RECORDED INFORMATION:
···

Issue #6965, opened 2020-09-03
Mutations ignore partial results and the cache never gets updated


knedev42:
I've been migrating a large codebase to the newest version of apollo for a while now and keep stumbling into bugs & undocumented behavior. The latest one being a pretty serious issue for us, because it basically makes the cache useless and prevents us from trusting it that entities will be updated after a mutation.

If a mutation passes successfully and returns data, but one of the irrelevant subfields in the returned data has thrown an error in it's resolver, the default behavior of apollo server is to set that particular field to `null` and to record the error that was thrown in the `errors` array. That's completely fine, because it gives us access to the "partial" data and also gives us visibility into the error that was thrown for a particular subfield (I'm using `errorPolicy: 'all'`). However the cache never gets updated and the entire result of the mutation is ignored, even though the mutation was actually successful and a valid entity was returned (even though an optional deeply nested subfield was null, because it threw an error during it's resolution from let's say a 3rd party API).

I believe the offending line is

···

EXERCISE DESCRIPTION: Send back the whole listing above exactly, please.

COMPLETED TASK:
Issue #6965, opened 2020-09-03
Mutations ignore partial results and the cache never gets updated


knedev42:
I've been migrating a large codebase to the newest version of apollo for a while now and keep stumbling into bugs & undocumented behavior. The latest one being a pretty serious issue for us, because it basically makes the cache useless and prevents us from trusting it that entities will be updated after a mutation.

If a mutation passes successfully and returns data, but one of the irrelevant subfields in the returned data has thrown an error in it's resolver, the default behavior of apollo server is to set that particular field to `null` and to record the error that was thrown in the `errors` array. That's completely fine, because it gives us access to the "partial" data and also gives us visibility into the error that was thrown for a particular subfield (I'm using `errorPolicy: 'all'`). However the cache never gets updated and the entire result of the mutation is ignored, even though the mutation was actually successful and a valid entity was returned (even though an optional deeply nested subfield was null, because it threw an error during it's resolution from let's say a 3rd party API).

I believe the offending line is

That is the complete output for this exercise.